Recently, we have observed the emergence of a new series of pyrophosphate-bridged coordination complexes. Such complexes have been prepared by overcoming the ready hydrolysis of the pyrophosphate moiety. To date, no exploration has been conducted on the cytotoxicity of such complexes. Three pyrophosphate-bridged complexes, namely {[Ni(phen)(2)](2)(mu-P(2)O(7))}.27H(2)O, {[Cu(phen)(H(2)O)](2)(mu-P(2)O(7))}.8H(2)O and {[Co(phen)(2)](2)(mu-P(2)O(7))}.6MeOH, (where phen is 1,10'-phenanthroline) were chosen for their comparative structural similarities and suitable aqueous solubility.

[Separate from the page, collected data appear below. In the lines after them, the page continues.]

PR #265, opened 2019-10-03
Fixed empty page after deleting last portfolio item.

Hyperkid123:
### Changes
- if you delete all items from a page user is redirected to first page

empty-portfolio

### DIFF
--- a/src/smart-components/portfolio/portfolio.js
+++ b/src/smart-components/portfolio/portfolio.js
@@ -70,7 +70,7 @@ const Portfolio = props => {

Cytotoxicity studies in the adriamycin-resistant ovarian cancer cell line A2780/AD demonstrated highly significant efficacy, with values as low as 160pM for the cobalt complex at 72h. The underlying mechanism for such exceptional toxicity is investigated focusing on DNA interactions, topoisomerase I enzyme inhibition and oxidative stress (followed by intracellular glutathione levels). The role of hydrolysis in uptake and toxicity is also explored (followed by electronic absorption spectroscopy, (31)P NMR, and confocal microscopy) and the complexes are compared to cisplatin controls. Overall a clear picture of the extraordinary toxicity emerged. The results demonstrate a new class of prodrugs with significant potential for future development for the treatment of drug-resistant cancer cell lines.

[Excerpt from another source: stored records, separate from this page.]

PR #271, opened 2019-10-11
Removed usage of display_name from catalog objects.

Hyperkid123:
UI side of: https://github.com/ManageIQ/catalog-api/pull/428
Depends on: https://github.com/ManageIQ/catalog-api/pull/429

~~Currently i am having an issue with API so I was not able to test it in UI. I want to wait until ill be able to do that.~~

~~(I did contacted Drew about the API issue: `error: "invalid value for "operation", must be one of #{validator.allowable_values}."`)~~

### Changes
- removed usage of `display_name` from catalog entities.

### DIFF
--- a/src/test/smart-components/portfolio/portfolio-item-detail/__snapshots__/item-detail-info-bar.test.js.snap
+++ b/src/test/smart-components/portfolio/portfolio-item-detail/__snapshots__/item-detail-info-bar.test.js.snap
@@ -60,7 +60,7 @@ exports[`<ItemDetailInfoBar /> should render correctly 1`] = `
             className="elipsis-text-overflow"
           >
             <span>
-              baz
+              quux
             </span>
           </div>
         </h6>
@@ -258,7 +258,7 @@ exports[`<ItemDetailInfoBar /> should render correctly with vendor 1`] = `
             className="elipsis-text-overflow"
           >
             <span>
-              baz
+              quux
             </span>
           </div>
         </h6>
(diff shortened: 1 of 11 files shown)


Hyperkid123:
@syncrou i was able to get to the UI and all the displa_name occurrences have been swapped for `name`. Although the API is still sending dsipla_name in payload (dun't know if that is supposed to happen or not)

src/test/smart-components/portfolio/portfolio-item-detail/__snapshots__/item-detail-info-bar.test.js.snap
```diff
@@ -60,7 +60,7 @@ exports[`<ItemDetailInfoBar /> should render correctly 1`] = `
             className="elipsis-text-overflow"
           >
             <span>
-              baz
+              quux
```
syncrou: Is this change tied to the `display_name` removal?

src/test/smart-components/portfolio/portfolio-item-detail/__snapshots__/item-detail-info-bar.test.js.snap
```diff
@@ -258,7 +258,7 @@ exports[`<ItemDetailInfoBar /> should render correctly with vendor 1`] = `
...
```
syncrou: Same

src/test/smart-components/portfolio/portfolio-item-detail/__snapshots__/item-detail-info-bar.test.js.snap
lgalis: yes - the test this snapshot is based on has the portfolio name=quux and display_name=baz - so the snapshot was correctly changed to use the name value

Synthesis and structural and magnetic characterization of {[(phen)(2)Ni](2)(micro-P(2)O(7))} . 27H(2)O and {[(phen)(2)Mn](2)(micro-P(2)O(7))} . 13H(2)O: rare examples of coordination complexes with the pyrophosphate ligand.

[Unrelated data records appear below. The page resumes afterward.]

PR #272, opened 2019-10-11
Add products page

Hyperkid123:
Jira ticket: https://projects.engineering.redhat.com/browse/SSP-735

### Changes
- new products page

The reaction in water of M(II) [M = Ni or Mn] with 1,10-phenanthroline (phen) and sodium pyrophosphate (Na4P2O7) in a 2:4:1 stoichiometry resulted in the crystallization of dinuclear complexes featuring the heretofore rare bridging pyrophosphate. Single-crystal X-ray diffraction studies revealed the complexes to be {[(phen)2Ni]2(micro-P2O7)} . 27H2O (1) and {[(phen)2Mn]2(micro-P2O7)} . 13H2O (2) where the asymmetric M(phen)2 units are bridged by bis-bidentate pyrophosphate, each metal ion exhibiting a distorted octahedral geometry. The bridging pyrophosphate places adjacent metal centers at 5.031 A in 1 and 4.700 A in 2, and its conformation also gives rise to an intramolecular pi-pi interaction between two adjacent phen ligands. Intermolecular pi-pi interactions between phen ligands from adjacent dinuclear complexes create an ornate 3D network in 1, whereas a 2D sheet results in 2. The hydrophilic nature of the pyrophosphate ligand leads to heavy hydration with the potential solvent-accessible area for 1 and 2 accounting for 45.7% and 26.4% of their unit cell volumes, respectively. Variable-temperature magnetic susceptibility measurements on polycrystalline samples of 1 and 2 revealed net weak intramolecular antiferromagnetic coupling between metal centers in both compounds with J = -3.77 cm(-1) in 1 and J = -0.88 cm(-1) in 2, the Hamiltonian being defined as H = -JSA.SB. The ability of the bis-bidentate pyrophosphate to mediate magnetic interactions between divalent first row transition metal ions is discussed bearing in mind the number and nature of the interacting magnetic orbitals.